STORED DATA ::

PR #442, opened 2022-10-12
feat(bi): add support for unit conversions to BI

### LINKED ISSUE #420: `parseUnits` and `formatUnits` for BI

The execution environment of contracts in blockchain usually requires determinism, therefore, the execution environment of general contracts does not directly provide floating point calculation, and for the user side of dApp, floating point is a common scenario, generally we will describe the balance of CKB will use CKB as the unit instead of Shannon, generally we will use 1 CKB instead of saying 100,000,000 shannon (1 ckb = 1e8 shannon)

We need to convert between CKB and shannon in a dApp, if Lumos [BI)(https://github.com/ckb-js/lumos/tree/develop/packages/bi) can provide support for floating point numbers, then it will become more convenient for BI to use

we can expose some API like ethers [utility](https://docs.ethers.io/v5/api/utils/display-logic/) in `@lumos-ckb/bi`

```ts
type Unit = 'shannon' | 'ckb' | number;
declare function parseUnit(str: string, unit: Unit): BI;
declare function formatUnit(bi: BIish, unit: Unit): string;

parseUnit('1', 'ckb') // == BI.from(1e8)
parseUnit('100000000', 'shannon') == BI.from(1e8)
formatUnit(123000000, 'ckb') == '1.23'
```

fghdotio:
# Description

Fixes #420 

## Type of change

- [x] New feature (non-breaking change which adds functionality) that eases the process of unit conversion
  - `function formatUnit(value: BIish, unit: Unit): string`
  -  `function parseUint(value: string, unit: Unit): BI`

### DIFF
--- a/packages/bi/src/index.ts
+++ b/packages/bi/src/index.ts
@@ -185,3 +185,154 @@ export function toJSBI(value: BIish): JSBI {
     return JSBI.BigInt(value.toString());
   }
 }
+
+export type Unit = "shannon" | "ckb" | number;
+
+const validUnitNames = ["shannon", "ckb"];
+
+export const maxDecimals = 8;
+
+const zeros = Array(maxDecimals).fill("0").join("");
+
+const negativeOne = BI.from(-1);
+
+export function formatUnit(value: BIish, unit: Unit): string {
+  const decimals = parseDecimals(unit);
+  return formatFixed(value, decimals);
+}
+
+export function parseUint(value: string, unit: Unit): BI {
+  const decimals = parseDecimals(unit);
+  return parseFixed(value, decimals);
+}
+
+function formatFixed(value: BIish, decimals: number): string {
+  if (!isValidDecimalSize(decimals)) {
+    throw new Error(
+      `decimal size must be within the range of [0-${maxDecimals}]`
+    );
+  }
+
+  const multiplier = "1" + zeros.substring(0, decimals);
+
+  value = BI.from(value);
+  const isNegative = value.isNegative();
+  if (isNegative) {
+    value = value.mul(negativeOne);
+  }
+
+  const wholePart = value.div(multiplier).toString();
+  let result = wholePart;
+  if (multiplier.length > 1) {
+    let decimalPart = value.mod(multiplier).toString();
+    while (decimalPart.length < multiplier.length - 1) {
+      decimalPart = "0" + decimalPart;
+    }
+    // remove trailing zeros
+    decimalPart = decimalPart.match(/^([0-9]*[1-9]|0)(0*)/)![1];
+    result += "." + decimalPart;
+  }
+
+  if (isNegative) {
+    result = "-" + result;
+  }
+
+  return result;
+}
+
+function parseFixed(value: string, decimals: number): BI {
+  if (!isValidDecimalSize(decimals)) {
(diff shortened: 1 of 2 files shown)


packages/bi/src/index.ts
```diff
@@ -185,3 +185,154 @@ export function toJSBI(value: BIish): JSBI {
...
+const zeros = Array(maxDecimals).fill("0").join("");
+
+const negativeOne = BI.from(-1);
+
+export function formatUnit(value: BIish, unit: Unit): string {
+  const decimals = parseDecimals(unit);
+  return formatFixed(value, decimals);
+}
+
+export function parseUint(value: string, unit: Unit): BI {
```
homura:
```suggestion
export function parseUnit(value: string, unit: Unit): BI {
```

packages/bi/src/index.ts
```diff
@@ -185,3 +185,154 @@ export function toJSBI(value: BIish): JSBI {
     return JSBI.BigInt(value.toString());
   }
 }
+
+export type Unit = "shannon" | "ckb" | number;
+
+const validUnitNames = ["shannon", "ckb"];
+
+export const maxDecimals = 8;
```
homura: maybe the `maxDecimals` check is unnecessary, although the decimals of CKB is 8, `BI` is sometimes used to handle sUDT (ERC20-like assets), which may have decimals of 18 or greater, so we should not limit the decimals to 8

packages/bi/src/index.ts
fghdotio: typo fixed

packages/bi/src/index.ts
fghdotio: Good point, agreed. The restriction previously imposed on the maximum size of decimals was lifted.

packages/bi/tests/index.test.ts
```diff
@@ -211,3 +211,90 @@ test("from JSBI", (t) => {
...
+    { value: "1", unit: "ckb", result: BI.from(1e8) },
+    { value: "-01.00", unit: "ckb", result: BI.from(-1e8) },
+    { value: "-0.04", unit: "ckb", result: BI.from(-4e6) },
+    { value: "123.321", unit: "ckb", result: BI.from(123321e5) },
+    { value: "0.00000001", unit: "ckb", result: BI.from(1) },
+    { value: "100000000", unit: "shannon", result: BI.from(1e8) },
+    { value: "0.00000001", unit: 8, result: BI.from(1) },
+    { value: "-0.0000001", unit: 8, result: BI.from(-10) },
+    { value: "0.0000001", unit: 7, result: BI.from(1) },
+    { value: "1.1", unit: 18, result: BI.from(11e17) },
```
homura:
```suggestion
    { value: "1.1", unit: 18, result: BI.from(10).pow(17).mul(11) },
```

11e17 is greater than [MAX_SAFE_INTEGER](https://developer.mozilla.org/en-US/docs/Web/JavaScript/Reference/Global_Objects/Number/MAX_SAFE_INTEGER), although it would not be wrong in this case, it is not really strict enough to do so

fghdotio: insightful input, appreciated it.

homura (approved):
LGTM

PR #447, opened 2022-10-20
refactor(examples): replace omni lock hash code in omnilock metamask example

IronLu233:
# Description

In current omnilock metamask example, it use a custom omnilock cell dependency.

https://github.com/ckb-js/lumos/blob/develop/examples/omni-lock-metamask/lib.ts#L11
``` typescript
export const CONFIG = config.createConfig({
  PREFIX: "ckt",
  SCRIPTS: {
    ...config.predefined.AGGRON4.SCRIPTS,
    // for more about Omni lock, please check https://github.com/XuJiandong/docs-bank/blob/master/omni_lock.md
    OMNI_LOCK: {
      CODE_HASH: "0x79f90bb5e892d80dd213439eeab551120eb417678824f282b4ffb5f21bad2e1e",
      HASH_TYPE: "type",
      TX_HASH: "0x9154df4f7336402114d04495175b37390ce86a4906d2d4001cf02c3e6d97f39c",
      INDEX: "0x0",
      DEP_TYPE: "code",
    },
  },
});
```
But in newer version, we have a predefined omnilock in `config.predefined.SCRIPTS.OMNILOCK`. and we have a new method named `createOmnilockScript` to get omnilock script more convenient.

This PR update the implementation of the example

## Type of change

- [ ] Example
- [ ] Other

# How Has This Been Tested?

- [x] Manual test in codesandbox

### DIFF
--- a/examples/omni-lock-metamask/package.json
+++ b/examples/omni-lock-metamask/package.json
@@ -10,7 +10,7 @@
   "author": "",
   "license": "MIT",
   "dependencies": {
-    "@ckb-lumos/lumos": "0.19.0-beta.0",
+    "@ckb-lumos/lumos": "0.19.0-alpha.3",
     "@types/react": "^17.0.34",
     "@types/react-dom": "^17.0.11",
     "react": "^17.0.2",
--- a/examples/omni-lock-metamask/package.json
+++ b/examples/omni-lock-metamask/package.json
@@ -10,7 +10,7 @@
   "author": "",
   "license": "MIT",
   "dependencies": {
-    "@ckb-lumos/lumos": "0.19.0-alpha.3",
+    "@ckb-lumos/lumos": "0.19.0-beta.0",
     "@types/react": "^17.0.34",
     "@types/react-dom": "^17.0.11",
     "react": "^17.0.2",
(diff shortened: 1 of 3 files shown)


examples/omni-lock-metamask/package.json
```diff
@@ -10,7 +10,7 @@
   "author": "",
   "license": "MIT",
   "dependencies": {
-    "@ckb-lumos/lumos": "0.19.0-alpha.3",
+    "@ckb-lumos/lumos": "0.19.0-beta.0",
```
homura:
```suggestion
    "@ckb-lumos/lumos": "0.19.0-alpha.3",
```

I found the beta branch is not merged into develop yet, so maybe we don't need to change the dep version now

https://github.com/ckb-js/lumos/blob/next%2Fv0.19.0-beta.0/examples/omni-lock-metamask/package.json

IronLu233: But in `0.19.0-alpha3`, the module do not export `omni` module.

https://github.com/ckb-js/lumos/blob/v0.19.0-alpha.3/packages/common-scripts/src/index.ts#L13

homura: bumped develop to beta.0, we can rm this line, this line would make yarn install lumos from npm instead of using the workspace's lumos

homura (approved):
LGTM

PR #456, opened 2022-11-08
fix(website): fix cannot set properties of undefined

### LINKED ISSUE #455: The Address Conversion tool is broken.
The [address conversion tool](https://lumos-website.vercel.app/tools/address-conversion) is no longer working. A Javascript error is received on page load.

IronLu233:
# Description

Fixes #455

As the issue say, are an error on our website, when we use the address tool.
image

The root cause is about babel transform runtime module.

Docusaurus's build system is based on Webpack and Bebel. When we use the newer Javascript feature, the Babel's preset named `preset-env` will transform it. and the transform work is finished by `transform-runtime` plugin. `preset-env` will read current browserslist config, and then tell the `transform-runtime-plugin` which Js syntax should transform.

Some language features' transform need helper function, so the transform-runtime plugin will inject extra import/require statement for it.

```
var helper = require("babel-helpers");
```

the subpackage of lumos is built with commonjs, but the babel inject es module import statement for it.

The injected source file seems like
``` js
import  classPrivateFieldLooseBase from 'babel-runtime-helpers/esm/classPrivateFieldLooseBase'

exports.foo = () => {  }
```

So the Webpack regard the injected source file as ES module. the import statement be transformed, and expors.xxx remains.

`exports` is not in browser global variable, so it put the error in console.

image

## Type of change

- [ ] Example
- [ ] Other

# How Has This Been Tested?

- [x] use the origin test

### DIFF
--- a/website/babel.config.js
+++ b/website/babel.config.js
@@ -1,3 +1,13 @@
+const babelPresets = require('@docusaurus/core/lib/babel/preset').default;
+
 module.exports = {
-  presets: [require.resolve('@docusaurus/core/lib/babel/preset')],
-};
+  presets: [(api) => {
+    const origin = babelPresets(api);
+    const transformRuntime = origin.plugins.find(plugin => plugin[0] === require.resolve('@babel/plugin-transform-runtime'))
+    if (transformRuntime) {
+      transformRuntime[1].helpers = false
+    }
+    return origin
+  }],
+
+}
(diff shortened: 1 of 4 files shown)


homura:
image

The `code hash` and `hash type` is empty, can you please fix it in this PR?
We should [migrate](https://lumos-website.vercel.app/migrations/migrate-to-v0.19#step-1---codemod) the website to lumos@0.19

https://github.com/ckb-js/lumos/blob/ce18d6d2b15793e61e0e35072aa65ebe4aea5b55/website/src/components/address-conversion/AddressToScript.tsx#L52-L53

IronLu233:
image
image
I migrated it.

homura (approved):
LGTM

PR #445, opened 2022-10-13
feat(ckb-indexer): integrate merged rpc

PainterPuppets:
# Description

- [x] update @ckb-lumos/ckb-indexer to support merged indexer

Resolved: https://github.com/ckb-js/lumos/issues/416

This is a no breaking change PR

With the [merged indexer](https://github.com/nervosnetwork/ckb/pull/3609), we no longer need to depend on a separate ckb-indexer

```ts
import { Indexer } from '@ckb-lumos/lumos';

// before
// const indexer = new Indexer(
//   "https://testnet.ckb.dev/indexer", 
//   "https://testnet.ckb.dev/rpc",
// );

// after
const indexer = new Indexer("https://testnet.ckb.dev/rpc");
```

Please delete options that are not relevant.

- [ ] Bug fix (non-breaking change which fixes an issue)
- [x] New feature (non-breaking change which adds functionality)
- [ ] Refactor (non-breaking change)
- [ ] Breaking change (fix or feature that would cause existing functionality to not work as expected)
- [ ] Documentation or Website
- [ ] Example
- [ ] Other

# How Has This Been Tested?

- [x] pass e2e test

# Checklist:

- [x] My code follows the style guidelines of this project
- [x] I have performed a self-review of my own code
- [ ] I have commented my code, particularly in hard-to-understand areas
- [ ] I have made corresponding changes to the documentation
- [ ] My changes generate no new warnings
- [ ] I have added tests that prove my fix is effective or that my feature works
- [x] New and existing unit tests pass locally with my changes
- [ ] Any dependent changes have been merged and published in downstream modules -->

PR #458, opened 2022-11-09
refactor(examples): modern examples with codec and merged indexer

IronLu233:
# Description

This PR do two things:
- merge example Indexer class into one parameter, please see: https://github.com/ckb-js/lumos/pull/445
- remove generated molecule code, use `@ckb-lumos/codec` instead

## Type of change

- [ ] Example
- [ ] Other

# How Has This Been Tested?

- Use origin test
- All examples be tested in local


packages/ckb-indexer/src/indexer.ts
```diff
@@ -51,6 +51,9 @@ export class CkbIndexer implements CellProvider, TerminableCellFetcher {
   medianTimeEmitters: EventEmitter[] = [];
   emitters: IndexerEmitter[] = [];
   isSubscribeRunning = false;
+
+  constructor(ckbRpcUrl: string);
```
IronLu233, line 55: it says in https://github.com/ckb-js/lumos/pull/445
``` ts
import { Indexer } from '@ckb-lumos/lumos';

// before
// const indexer = new Indexer(
//   "https://testnet.ckb.dev/indexer", 
//   "https://testnet.ckb.dev/rpc",
// );

// after
const indexer = new Indexer("https://testnet.ckb.dev/rpc");
```

So when it have one parameter, the first parameter means `ckbRpcUrl`, not `ckbIndexerUrl`

examples/omni-lock-metamask/index.tsx
```diff
@@ -49,7 +49,10 @@ export function App() {
 
     transfer({ amount: transferAmount, from: omniAddr, to: transferAddr })
       .then(setTxHash)
-      .catch((e) => alert(e.message || JSON.stringify(e)))
+      .catch((e) => {
+        console.log(e);
```
PainterPuppets, line 53: remove console

PainterPuppets (approved):
LGTM

examples/omni-lock-metamask/index.tsx
IronLu233: I think it's necessary. Because the user may change the example, and put it to console takes more help.

homura (approved):
LGTM

PR #466, opened 2022-11-29
fix(examples): fix missing node polyfill

IronLu233:
# Description

when upgrade to 0.20.0, we need update the parcel dependencies for NodeJs shim.

## Type of change

- [ ] Example
- [ ] Other

# How Has This Been Tested?

- [x] All examples are tested in build

**Nami wallet example**
image

**Secp256k1**
image

### DIFF
--- a/examples/cardano-lock-namiwallet/package.json
+++ b/examples/cardano-lock-namiwallet/package.json
@@ -17,7 +17,7 @@
     "@emurgo/cardano-serialization-lib-asmjs": "^10.0.4",
     "@types/react": "^18.0.25",
     "@types/react-dom": "^18.0.9",
-    "react": "^18.2.0",
-    "react-dom": "^18.2.0"
+    "react": "18.2.0",
+    "react-dom": "18.2.0"
   }
 }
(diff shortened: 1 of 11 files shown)


homura:
image


it seems to cause another problem, React cannot be access after launching parcel

examples/cardano-lock-namiwallet/package.json
```diff
@@ -14,10 +14,6 @@
   "dependencies": {
     "@ckb-lumos/lumos": "0.20.0-alpha.0",
     "@emurgo/cardano-message-signing-asmjs": "^1.0.1",
-    "@emurgo/cardano-serialization-lib-asmjs": "^10.0.4",
-    "@types/react": "^17.0.34",
-    "@types/react-dom": "^17.0.11",
-    "react": "^17.0.2",
```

TRY IT :: Pull from the data each line where the string "shortened" turns up.

SOLUTION TO THIS TASK ::
(diff shortened: 1 of 2 files shown)
(diff shortened: 1 of 3 files shown)
(diff shortened: 1 of 4 files shown)
(diff shortened: 1 of 11 files shown)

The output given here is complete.